● **REQUIRED ACTION**
What you return should be each line of the data containing the string "cases".

----- MATERIAL PROVIDED -----

PR #555, opened 2021-09-04
Added client & server-side checks for whitespace in search query (#547)

### LINKED ISSUE #547: Search doesn't return results when you start your query with a space
Any query that starts or ends with a space does not return results.

Inpacchi:
# Fixed
* Fixed: Search queries will be stripped of leading whitespace

Fixes #547

### DIFF
--- a/API/Controllers/LibraryController.cs
+++ b/API/Controllers/LibraryController.cs
@@ -227,6 +227,11 @@ namespace API.Controllers
         {
             queryString = queryString.Replace(@"%", "");
 
+            if (char.IsWhiteSpace(queryString, 0))
+            {
+                queryString = queryString.TrimStart();
+            }
+
             var user = await _unitOfWork.UserRepository.GetUserByUsernameAsync(User.GetUsername());
             // Get libraries user has access to
             var libraries = (await _unitOfWork.LibraryRepository.GetLibrariesForUserIdAsync(user.Id)).ToList();
--- a/API/Controllers/LibraryController.cs
+++ b/API/Controllers/LibraryController.cs
@@ -227,9 +227,9 @@ namespace API.Controllers
         {
             queryString = queryString.Replace(@"%", "");
 
-            if (char.IsWhiteSpace(queryString, 0))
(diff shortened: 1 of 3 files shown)


API/Controllers/LibraryController.cs
```diff
@@ -227,6 +227,11 @@ public async Task<ActionResult<IEnumerable<SearchResultDto>>> Search(string quer
         {
             queryString = queryString.Replace(@"%", "");
 
+            if (char.IsWhiteSpace(queryString, 0))
+            {
+                queryString = queryString.TrimStart();
```
majora2007, line 232: Why can't we just use Trim itself? Does this work if we have ending space?

UI/Web/src/app/nav-header/nav-header.component.ts
```diff
@@ -72,7 +72,7 @@ export class NavHeaderComponent implements OnInit, OnDestroy {
 
   onChangeSearch(val: string) {
       this.isLoading = true;
-      this.searchTerm = val;
+      this.searchTerm = val.trimStart();
```
majora2007, line 75: Always trim. Please test to make sure it works in more than just the initial bug. The way I write bugs is very loose. It's expected to do full testing for other potential missed cases.

majora2007:
This removes spaces as you type, you cannot type 2 separate works.

API/Controllers/LibraryController.cs
```diff
@@ -227,6 +227,11 @@ public async Task<ActionResult<IEnumerable<SearchResultDto>>> Search(string quer
         {
             queryString = queryString.Replace(@"%", "");
 
+            if (char.IsWhiteSpace(queryString, 0) || char.IsWhiteSpace(queryString, queryString.Length - 1))
```
majora2007, line 230: This isn't very clean. Keep the code simple. Why doesn't just trimming work? Without the checks.

majora2007 (changes requested):

majora2007:
Closing this PR and moving story to dedicated release.

majora2007:
This has been implemented without issues in https://github.com/Kareadita/Kavita/pull/682

Deleting this branch as it had issues and developer has not been active in discord for weeks.

PR #594, opened 2021-09-23
Fixed iOS scaling issue

therobbiedavis:
# Fixed
- Fixed issue with scaling with mange reader on iOS. *Note* Browser is likely to crash with high resolution images due to filesize and caching multiple pages.


majora2007:
I'm going to hold on this for the current release and validate in v0.4.7, due to the nature of changing how we render on manga reader.

majora2007:
I'm declining this. For right now, the complexity it adds is not worth it.

Issue #664, opened 2021-10-13
When adding an odd number of series to library, one is always missing


majora2007:
Add 3 series not yet in a library, scan library.

Expected: 3 series added
Actual: 2 series added

majora2007:
Users were able to reproduce again: 
861 series, 8420 files. everything shows up, but Kavita stops getting metadata around page 7
Another user with 2267 series has same issue.

PR #681, opened 2021-10-16
Attempt to solve metadata refresh issue

majora2007:
# Changed
- Changed: Change chunk size to be a fixed 50 to validate if it's causing issue with refresh (#664)


majora2007:
This fixes #664

PR #698, opened 2021-10-20
Breaking Changes: Docker Parity

majora2007:
# Change
- Changed: Moved all config (db, logs, cache, appsettings.json, etc) to config/ directory. This is a **breaking change** for Docker users. You must rebuild your containers following the readme.


majora2007:
Issues I'm seeing (post vacation):
- [ ] Docker users that are upgrading from prior release aren't able to open the database because migration fails to trigger

PR #775, opened 2021-11-21
Horizontal Scroll

majora2007:
This PR has 2 critical issues that prevent it from being merged. I'm leaving it open in case anyone wants to fork and try and solve these.

# Added
- Added: New reading mode called Horizontal Webtoon. This allows for you to scroll horizontally to read comics. Thanks to @motty-mio2 for the foundational work to make this possible.


majora2007:
This cannot be merged. It has the following issues:
- [ ] Continuous reading css needs to be tweaked to properly be rotated
- [ ] On loading an image that is greater than screen display width, the prefetching of the images before the images will cause the reader to scroll infinitely back to page 0 (triggering prefetches, which cause the scrolling). This seems to be a core issue, needs deep investigation.

eswiig:
Love the webtoon mode, only improvement request I have is a "manual zoom slider" (so the images are not full width), sometimes I want to read at a "distance" instead of having my eyes travel so far while retaining the infinite scroll mode.

image

majora2007:
Hi @eswiig, this is not the place for feature requests. 

Please open a feature request here and Ill will evaluate it at a later time. Thanks.

[https://feats.kavitareader.com](https://feats.kavitareader.com)

PR #832, opened 2021-12-06
Feature/local metadata more tags

majora2007:
# Added
- Added: AgeRating is now supported in Kavita. This is stored at both the chapter level and series level. Series level contains the highest (worst) rating of all the chapters.
- Added: ReleaseDate is now supported in Kavita. This is stored at both the chapter and series levels. At a series level, only the lowest year is stored representing the first release of the Series. 

# Changed
- Changed: When a card is selected for bulk actions, there is now an outline
- Changed: For ComicInfo.xml scraped from ComicVine, Kavita will interpret results differently. If the volume is set to 1, Kavita will set it to 0 forcing everything to be treated as an issue. This needs feedback! 

# Fixed
- Fixed: Fixed a critical issue where cover directory didn't exist (due to a bad previous build) and when trying to write a cover image would crash Kavita (develop)

### DIFF
--- a/API.Tests/Entities/ComicInfoTests.cs
+++ b/API.Tests/Entities/ComicInfoTests.cs
@@ -1,0 +1,36 @@
+﻿using API.Data.Metadata;
+using API.Entities.Enums;
+using Xunit;
+
+namespace API.Tests.Entities;
+
+public class ComicInfoTests
+{
+    #region ConvertAgeRatingToEnum
+
+    [Theory]
+    [InlineData("G", AgeRating.G)]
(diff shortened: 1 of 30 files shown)


kleisauke:
> Fixed a crash when NetVips tries to write a cover file and cover directory is not existing.
> 597e57a3e8f5ad8a688284960190981d98bb7190

FWIW, this crash will be fixed in the forthcoming v8.12.2 release of NetVips.Native, see PR https://github.com/libvips/libvips/pull/2571.

PR #867, opened 2021-12-22
Add middle-click functionality to various cards

acsellers:
# Added
- Added: Implemented a middle click event and handlers on the obvious places where users might want to open something in a new tab.

### DIFF
--- a/UI/Web/src/app/cards/card-item/card-item.component.ts
+++ b/UI/Web/src/app/cards/card-item/card-item.component.ts
@@ -63,6 +63,10 @@ export class CardItemComponent implements OnInit, OnDestroy {
    */
   @Output() clicked = new EventEmitter<string>();
   /**
+   * Event emitted when item is middle-clicked
+   */
+  @Output() middleclicked = new EventEmitter<string>();
+  /**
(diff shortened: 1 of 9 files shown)


majora2007:
This is too much code duplication. Instead, we should look at using anchors with target _blank. This way we can utilize existing code and url routes.

majora2007 (changes requested):
This is too much code duplication. Instead, we should look at using anchors with target _blank on the cards or handling it internally in the card-item component. This way we can utilize existing code and url routes.

majora2007:
Not sure if you're going to come back and update it. I'll put this in a future release and tackle it then with the way I purposed.

Dimava:
Rather then do *anything* with middle-clicks it may be better to just do nothing and leave handling of everything except non-modified click to the browser default handlers - like <kbd>Ctrl</kbd>+<kbd>Shift</kbd>+<kbd>LMB</kbd> which has the default behaviour to open a link in a new foreground tab in most of browsers

snickers2k:
never used a "middle" click for years :D how to even do it on a mac with trackpad? O_o

PR #3368, opened 2024-11-14
Only show last 6 version updates on admin settings screen

DieselTech:
# Changed
- Changed: Show only the last 6 updates in the `settings#admin-system` screen. This stops the page from trying to load 20+ versions going back well over 2 years.

Honestly even 6 feels like a lot. We could lower it since going back that far brings us to pretty old versions that aren't relevant anymore.


majora2007:
I'd like this implementation to change. Have the API take a int (6) so that the UI can request only the lastest releases. Then refactor all the way down to the VersionService code. 

This way we don't do extra work for that one flow, but we can keep it existing for others. Use a default value of 0 to ignore.

majora2007:
I took care of this in my `feature/random` branch.

PR #3396, opened 2024-11-23
Use docker metadata to generate combos of labels, tags, and images

halkeye:
# Changed
- Changed: Updated docker build scripts to include docker labels

### DIFF
--- a/.github/workflows/develop-workflow.yml
+++ b/.github/workflows/develop-workflow.yml
@@ -128,7 +128,7 @@ jobs:
       - name: Compile dotnet app
         uses: actions/setup-dotnet@v4
         with:
-            dotnet-version: 8.0.x
+          dotnet-version: 8.0.x
 
       - name: Install Swashbuckle CLI
         run: dotnet tool install -g Swashbuckle.AspNetCore.Cli
@@ -137,6 +137,7 @@ jobs:
 
       - name: Login to Docker Hub
         uses: docker/login-action@v3
+        if: ${{ github.repository_owner == 'Kareadita' }}
         with:
           username: ${{ secrets.DOCKER_HUB_USERNAME }}
           password: ${{ secrets.DOCKER_HUB_ACCESS_TOKEN }}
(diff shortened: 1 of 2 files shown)


halkeye:
Tools like renovate and dependabot use docker labels to determine where to look for changelogs
Also a few tweaks so forks can use the github actions to test things (like this PR)

Before (Especially incorrect as its not ubuntu nor 20.04, its kavita):
```
regctl image config --format '{{ jsonPretty .Config.Labels }}' ghcr.io/kareadita/kavita:nightly
{
  "org.opencontainers.image.ref.name": "ubuntu",
  "org.opencontainers.image.version": "20.04"
}
```

After
```
regctl image config --format '{{ jsonPretty .Config.Labels }}' ghcr.io/halkeye/kavita:nightly-0.8.4.0
{
  "org.opencontainers.image.created": "2024-11-23T06:01:02.916Z",
  "org.opencontainers.image.description": "Kavita is a fast, feature rich, cross platform reading server. Built with the goal of being a full solution for all your reading needs. Setup your own server and share your reading collection with your friends and family.",
  "org.opencontainers.image.licenses": "GPL-3.0",
  "org.opencontainers.image.ref.name": "ubuntu",
  "org.opencontainers.image.revision": "7ccfc4b0577bb7a74785740549669d3005831b7a",
  "org.opencontainers.image.source": "https://github.com/halkeye/Kavita",
  "org.opencontainers.image.title": "Kavita",
  "org.opencontainers.image.url": "https://github.com/halkeye/Kavita",
  "org.opencontainers.image.version": "nightly"
}
```

halkeye:
example renovate output with and without the tags
image

majora2007:
I'm not able to grasp, outside the fork changes, what renovate is actually doing or why it's needed. @DieselTech please shine some light as well.

halkeye:
so https://docs.renovatebot.com/modules/datasource/docker/ is the docs for renovate. I'll admit i don't fully understand which labels they use, I do know the ones generated by the action work

Essentially they compare the labels on previous (or latest) and current tag to get the source location (this repo) and the ref (the tag), then it can use the github releases to match release notes and include them in the PR updating an image tag (with a fallback to just diff link if no release note).

I ->believe<- docker hub also will use these container labels to include links to the original repo in the sidebar, but i honestly havn't tested it.

Generally the opencontainer labels (which the docker action adds by default) just is a nice convention to follow and lots of tools can use them.

halkeye:
> if you maintain a Docker image and want Renovate to find your changelogs, add a org.opencontainers.image.source field to your Dockerfile. The link must point to your GitHub or GitLab repository. Here's an example from our renovate/renovate Dockerfile:
> `LABEL org.opencontainers.image.source="https://github.com/renovatebot/renovate"`

majora2007:
Okay, but I'm not sure why we need them on Kavita. I'm not understanding the value add. That's what I'm trying to grasp.

halkeye:
Its like adding og: meta tags to web sites. It allows machines easier time to get metadata. In my case, I use gitops so instead of using :latest, I use a specific tag, and renovate sends me a PR to update the tag. Its nice to have renovate also include the release notes directly in the PR so I don't have to goto this repo and find the release and the release notes.

I would suspect watchtower has something with docker labels too, i saw a dependancy, but i couldn't find where it might actually read it.

Just nice to have for consumers, it shouldn't affect kavita directly at all.

majora2007:
Where is the revision tag being set from? Is this the commit of the PR merge?

halkeye:
I actually don't know exactly what the defaults are. It should be the Sha of the event that triggered the action. So push to master or the releases sha. Etc.

The metadata step can have labels overridden but it's worked out properly for every project I've submitted it to

PR #3442, opened 2024-12-06
Enforce a readable line length for Read More

heyhippari:
# Changed
- Changed: Changed the maximum line length of text inside of expandable blocks of text to a readable value

---

Before:
image

After (Ignore the slight differences in metadata, my prod server has Kavita+ and Komf alimenting it):
image

Review cards:
image

Usually, for longer texts, readability suffers with lines over 75 characters on desktop (On mobile, that's around 50 characters).

To make sure descriptions stay readable, the contents of the read-more component are now capped to a line length of 75 characters on larger breakpoints and 50 characters on smaller breakpoints.

I'm keeping this PR as a draft for now, because I need to adjust the cutoff limits for the various uses of the component. I'm generally trying to keep the number of lines similar to the current one, to not break design. It sacrifices the amount of content that's readable without expanding, but I feel like preserving alignment is much better than having 5+ lines of text shown on load.

Edit: Forgot a source for the length thing: https://baymard.com/blog/line-length-readability

Edit 2: This is now ready for review.

One thing I noticed while adjusting the cutoff, there's often an overflow on the review cards when reviews have line returns. I lowered the cutoff a bit (The max-width doesn't do anything for these, so I can omit this if you prefer), which fixes the overflow in some cases, but there should probably be some server-size cleanup of empty lines and such (Especially since we'll likely want to let clients decide how to display them, including the distance between paragraphs, so returning straight paragraphs separated by one \n seems like the best solution). In any case, that's for another PR some day, but I figured I'd raise it while I'm seeing it.

### DIFF
--- a/UI/Web/src/app/_single-module/review-card/review-card.component.html
+++ b/UI/Web/src/app/_single-module/review-card/review-card.component.html
@@ -16,7 +16,7 @@
             {{review.isExternal ? t('external-review') : t('local-review')}}
           </h6>-->
           <p class="card-text no-images">
-            <app-read-more [text]="(review.isExternal ? review.bodyJustText : review.body) || ''" [maxLength]="150" [showToggle]="false"></app-read-more>
+            <app-read-more [text]="(review.isExternal ? review.bodyJustText : review.body) || ''" [maxLength]="140" [showToggle]="false"></app-read-more>
           </p>
         </div>
       </div>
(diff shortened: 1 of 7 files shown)


majora2007:
I don't disagree with you. I had increased this as people with 4K monitors were complaining about not eating enough space.

majora2007:
This broke the read-more in changelog component. can you please raise a fix for it @heyhippari ?

image

majora2007:
I ended up reworking the UX here, but overall we need an ability to conditionally apply your new css so it can work as it was for different situations.

PR #3477, opened 2024-12-30
Fixed: [OPDS] Recreate a pdf chapter's cache if images are missing (This happens when the pdf chapter is accessed first using the web reader)

m-amazirh:
# Fixed
- Fixed: [OPDS] Recreate a pdf chapter's cache if images are missing

## More details

When a user acccesses a PDF Chapter for the first time using the web reader, a corresponding cache directory is created containing only the pdf file. The pages are not extracted as png images into the cache directory.

If the user then requests a page from the same PDF Chapter using the OPDS controller/api, Kavita returns the error `No such image for page {0}. Try refreshing to allow re-cache.` .

This happens because the OPDS controller expects the chapter's pages (png images) to already exist in the cache directory. It does not attempt to extract them from the PDF file if the directory exists.

This code change fixes the issues by recreating the chapter's cache directory if chapter's cache directory exists and the opds contoller doesn't find in it the requested page by the user.

(note : I'm not sure if this is the best way to handle this issue and I didn't look into how the fix behaves if the user tries to requests multiple pages in parallel)

## Steps to reproduce

1. Add a new PDF to the library
2. Access at least once the pdf/chapter using the web reader.
    - The web readers calls `ReaderController#GetPdf` which calls `CacheService#Ensure` with `extractPdf=false`. A chapter directory is created containing the pdf files without extracting the pages as images.
3. Next, access the same pdf/chapter using the opds api (ex : ` http://localhost:5000/api/opds/81235fbc-e77c-4ad5-b789-a0967beb3b6a/image?libraryId=1&seriesId=1&volumeId=1&chapterId=1&pageNumber=50`)
    - The OPDS api calls `OPDSController#GetPageStreamedImage` which calls `CacheService#Ensure` with `extractPdf=true`
    - But the call to `CacheService#Ensure` has no effect [since the cache directory already exists](https://github.com/Kareadita/Kavita/blob/6ae9cbf4aa9be398d096547e1e024198c1df6bec/API/Services/CacheService.cs#L176)
    - Result : the pages are not extracted in the cache directory.
    - Then the code tries to load the page from the cache directory but does not find it and returns an error `No such image for page {0}. Try refreshing to allow re-cache.`

### DIFF
--- a/API/Controllers/OPDSController.cs
+++ b/API/Controllers/OPDSController.cs
@@ -1237,7 +1237,7 @@ public class OpdsController : BaseApiController
 
         try
         {
-            var path = _cacheService.GetCachedPagePath(chapter.Id, pageNumber);
+            var path = await GetPage(chapterId, pageNumber);
             if (string.IsNullOrEmpty(path) || !System.IO.File.Exists(path))
                 return BadRequest(await _localizationService.Translate(userId, "no-image-for-page", pageNumber));
 
@@ -1359,5 +1359,17 @@ public class OpdsController : BaseApiController
         _xmlSerializer.Serialize(sm, feed);
 
         return sm.ToString().Replace("utf-16", "utf-8"); // Chunky cannot accept UTF-16 feeds
+    }
+
+    private async Task<String> GetPage(int chapterId, int pageNumber)
+    {
+        var path = _cacheService.GetCachedPagePath(chapterId, pageNumber);
+        if (string.IsNullOrEmpty(path) || !System.IO.File.Exists(path))
+        {
+            _cacheService.CleanupChapters([chapterId]);
+            await _cacheService.Ensure(chapterId, true);
+        }
+
+        return _cacheService.GetCachedPagePath(chapterId, pageNumber);
     }
 }


majora2007:
Just got back from Holiday and have some inflight work. Once I wrap that, I'll take a look at this. 

You are correct, this is 100% an oversight between the main reader and the way OPDS implementation works. I think there may be a better way to handle this, I'll get back to you once I look over the PR and the code.

m-amazirh:
Thank you

majora2007:
I ended up implementing this a different way. I updated the Ensure call so that if extractPdfToImages was true (which is basically only for the OPDS flow), then we explicitly check if there are images in the cache directory.

```cs
if (_directoryService.Exists(extractPath))
            {
                if (extractPdfToImages)
                {
                    var pdfImages = _directoryService.GetFiles(extractPath,
                        Tasks.Scanner.Parser.Parser.ImageFileExtensions);
                    if (pdfImages.Any())
                    {
                        return chapter;
                    }
                }
                else
                {
                    return chapter;
                }
            }
```

Thanks for bringing this issue up and proposing a fix. It makes it much easier for me to drive it home than just an issue.

PR #3496, opened 2025-01-08
fix(i18n): equals is not equitable in the filter context

tobidope:
# Fixed
- Fixed: Fixed german translation of equal in the filter context


majora2007:
Localization changes belong in Weblate and not in Github. 

https://hosted.weblate.org/projects/kavita/-/de/

PR #3576, opened 2025-03-01
Fix/3557 scanner subfolder always scanning

### LINKED ISSUE #3557: Scanner not being smart when a series has subfolders
### What happened?

The scanner is pretty smarts, and doesn't scan series if the OS says nothing has changed. However, I've noticed that this doesn't seem to be working for a good subsection of my series. Upon looking at my logs, these are all series that have directories inside of them. 

Take the following layout
```
Root
    - Series A
        - Series A Vol. 1.cbz
        - Series A Vol. 1.cbz
    - Series B
        - Series B Volume 1
            - Series B Ch. 1.cbz
            - Series B Ch. 2.cbz
        - Series B Volume 2
            - Series B Ch. 3.cbz
            - Series B Ch. 4.cbz 
        - Series B Ch. 5.cbz # Not yet assigned to a volume by a publisher 
```

The scanner will correctly skip Series A, but Series B will be scanned each scan regardless of any changes were made to it.

### What did you expect?

I expect the "last change" check to be done each directory inside a series, if there are any. 
Looking at the logs, it does know of the inner directories as it says it will scan/check those, and not the top one. It should just check them as well for last changed.

Nightly Testing Branch

Docker (Dockerhub Container)

None

_No response_

None

_No response_

### Relevant log output

```shell

```

### Additional Notes

https://discord.com/channels/821879810934439936/851515194185744464/1341167146712961146

Fesaa:
# Fixed
- Fixed: Scanner scanning subfolders of a series when no changes have been made (Fixes #3557)

Still work todo, PR is easier to track

Copied from discord:
If one subfolder changes, all are scanned. This is important otherwise the other subfolders content are removed. Should be a fine trade-off. 

This should be safe to do here, as if it matches a wrong series, we know this series is its parent and thus will always have changes. 

I have tested this on Windows & MacOS. Haven't had the chance to build for my server (Linux) yet. That said, I have no idea how the Comic stuff works etc. So... I've only tested with Manga as that's what I had laying around in the right layout to just copy over. 

TODO:

- [x] Unit Tests


API/Services/Tasks/Scanner/ParseScannedFiles.cs
```diff
@@ -222,6 +227,21 @@ private bool HasSeriesFolderNotChangedSinceLastScan(IDictionary<string, IList<Se
...
+        {
+            return null;
+        }
+
+        if (seriesPaths.TryGetValue(directory, out var seriesList))
+        {
+            return seriesList;
+        }
+
+        return TryGetSeriesList(seriesPaths, _directoryService.GetParentDirectoryName(directory));
```
majora2007: You need another short circuit if directory is the library root so we don't go out of bounds in some weird case.

Fesaa: This case will be hit for every new series I'd image 😅

API.Tests/Services/ParseScannedFilesTests.cs
```diff
@@ -349,4 +357,101 @@ public async Task ProcessFiles_ShouldCallFolderActionOnce()
...
+    public async Task HasSeriesFolderNotChangedSinceLastScan_AllSeriesFoldersHaveChanges()
+    {
+        const string testcase = "Subfolders always scanning all series changes - Manga.json";
+        var infos = new Dictionary<string, ComicInfo>();
+        var library = await _scannerHelper.GenerateScannerData(testcase, infos);
+
+        var testDirectoryPath = Path.Join(
+            Path.Join(Directory.GetCurrentDirectory(), "../../../Services/Test Data/ScannerService/ScanTests"),
+            testcase.Replace(".json", string.Empty));
+        testDirectoryPath = Path.GetFullPath(testDirectoryPath);
```
majora2007: Instead of applying this here, instead apply it on the return of ScannerHelper.GenerateTestDirectory() so that you can remove this library.Folders hack and all other tests will work for you.

API.Tests/Services/ParseScannedFilesTests.cs
```diff
@@ -349,4 +357,101 @@ public async Task ProcessFiles_ShouldCallFolderActionOnce()
...
+
+        var fs = new FileSystem();
+        var ds = new DirectoryService(Substitute.For<ILogger<DirectoryService>>(), fs);
+        var scanner = _scannerHelper.CreateServices(ds, fs);
+        await scanner.ScanLibrary(library.Id);
+        var postLib = await _unitOfWork.LibraryRepository.GetLibraryForIdAsync(library.Id, LibraryIncludes.Series);
+
+        Assert.NotNull(postLib);
+        Assert.Equal(4, postLib.Series.Count);
+        var spiceAndWolf = postLib.Series.First(x => x.Name == "Spice and Wolf");
```
majora2007, line 384: This block of code is hard to parse through. Break up each fetch/assert by a new line.

API.Tests/Services/ParseScannedFilesTests.cs
```diff
@@ -349,4 +357,101 @@ public async Task ProcessFiles_ShouldCallFolderActionOnce()
...
+        Assert.Equal(2, spiceAndWolf.Volumes.Count);
+        var frieren = postLib.Series.First(x => x.Name == "Frieren - Beyond Journey's End");
+        Assert.Single(frieren.Volumes);
+        var executionerAndHerWayOfLife = postLib.Series.First(x => x.Name == "The Executioner and Her Way of Life");
+        Assert.Equal(2, executionerAndHerWayOfLife.Volumes.Count);
+
+        Thread.Sleep(1100); // Ensure at least one second has passed since library scan
+
+        var executionerCopyDir =
```
majora2007: I would add a comment to explain what this is doing and validating against. Something like:

// Add a new file to X directory and scan, validate that only Y and Z are showing as having had changes.

API.Tests/Services/ParseScannedFilesTests.cs
```diff
@@ -349,4 +357,101 @@ public async Task ProcessFiles_ShouldCallFolderActionOnce()
...
+            new MockReadingItemService(ds, Substitute.For<IBookService>()), Substitute.For<IEventHub>());
+
+        var folderMap = await _unitOfWork.SeriesRepository.GetFolderPathMap(postLib.Id);
+        Assert.Equal(6, folderMap.Count);
+
+        var res = await psf.ScanFiles(testDirectoryPath, true, folderMap, postLib);
+        var changes = res.Where(sc => sc.HasChanged).ToList();
+        Assert.Equal(2, changes.Count);
+        // Only volumes of The Executioner and Her Way of Life should be marked as HasChanged (Spice and Wolf also has 2 volumes dirs)
+        Assert.Equal(2, changes.Count(sc => sc.Folder.Contains("The Executioner and Her Way of Life")));
```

-----

● **RESPONSE TO THE TASK**
majora2007, line 75: Always trim. Please test to make sure it works in more than just the initial bug. The way I write bugs is very loose. It's expected to do full testing for other potential missed cases.
One thing I noticed while adjusting the cutoff, there's often an overflow on the review cards when reviews have line returns. I lowered the cutoff a bit (The max-width doesn't do anything for these, so I can omit this if you prefer), which fixes the overflow in some cases, but there should probably be some server-size cleanup of empty lines and such (Especially since we'll likely want to let clients decide how to display them, including the distance between paragraphs, so returning straight paragraphs separated by one \n seems like the best solution). In any case, that's for another PR some day, but I figured I'd raise it while I'm seeing it.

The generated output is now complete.